Robust Control of Grid-Connected Photovoltaic Systems Under Unbalanced Faults Without PLL

Abstract

This paper presents the design of a robust control scheme for grid-connected photovoltaic systems subjected to severe operating conditions such as grid faults, abrupt set-point changes, parametric uncertainties, and unknown disturbances. During unbalanced faults, the scheme is able to deliver either constant real and reactive powers, or constant real power with sinusoidal currents to the grid, without requiring a phase-locked loop or symmetrical component decomposition. Moreover, the same controllers are used under normal operation and grid faults. These feats result in a control system having lesser computational requirements and complexity, and a lower number of design steps in comparison to some existing schemes. The dc-link voltage controller is based on active disturbance rejection control, and phase currents are controlled using repetitive control based on the internal model principle.

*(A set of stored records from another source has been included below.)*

PR #3409, opened 2017-11-08
Switch to https

Vampouille:
This PR use 'OpenStreetMap Mapnik' as default source for baselayer which allow http and https connection. This will remove browser warning about mixed content when using HTTPS to connect to geonode.


afabiani:
@Vampouille can you do the PR on master? We will do a backport on 2.7 in a few days.
Thanks.

Vampouille:
Same PR on master : https://github.com/GeoNode/geonode/pull/3413

PR #86, opened 2022-07-06
fix: stop select dropdown from throwing error when starting to type

dated:
## Summary

https://app.clickup.com/t/2tk8kw9

## Checklist

-   [x] Ready to be merged


goga-m (commented):
@dated all the fields work nicely now, We might need to change https://github.com/ArdentHQ/arkvault/blob/fix/select-error/src/domains/setting/pages/General/General.tsx#L326 
into `										if (marketProvider?.unsupportedCurrencies?.includes(exchangeCurrency)) {
`  because it will still throw if marketProvider is undefined/null

Other than it works great @dated :+1:

goga-m (approved):

samharperpittam (approved):

PR #129, opened 2022-08-09
refactor: implement message signing and verification as standalone pages

dated:
## Summary

https://app.clickup.com/t/2t3mf4b

## Checklist

-   [x] Ready to be merged


samharperpittam (changes requested):
Image should be hidden at breakpoint 375

Implementation
image

Design
image

Think the header text is the incorrect font size too. Is 12px in design but 16px in implementation

samharperpittam (changes requested):
Different error image

Implementation
image


Design
image

dated:
@samharperpittam, i fixed the image not being hidden. generic adjustments like the font size and image will be looked at in a separate PR, as they effect the whole application.

samharperpittam:
> @samharperpittam, i fixed the image not being hidden. generic adjustments like the font size and image will be looked at in a separate PR, as they effect the whole application.

Thanks @dated

samharperpittam (approved):

src/router/paths.ts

The controllers are designed using linear matrix inequality constraints that can be solved by readily available tools. A number of simulation test cases are presented using the SimPowerSystems toolbox of the MATLAB/Simulink computing environment to demonstrate the performance of the control scheme under various types of grid faults, parametric uncertainties, and abrupt changes under operating conditions. Controller performance is also validated through digital implementation on a low-cost microcontroller.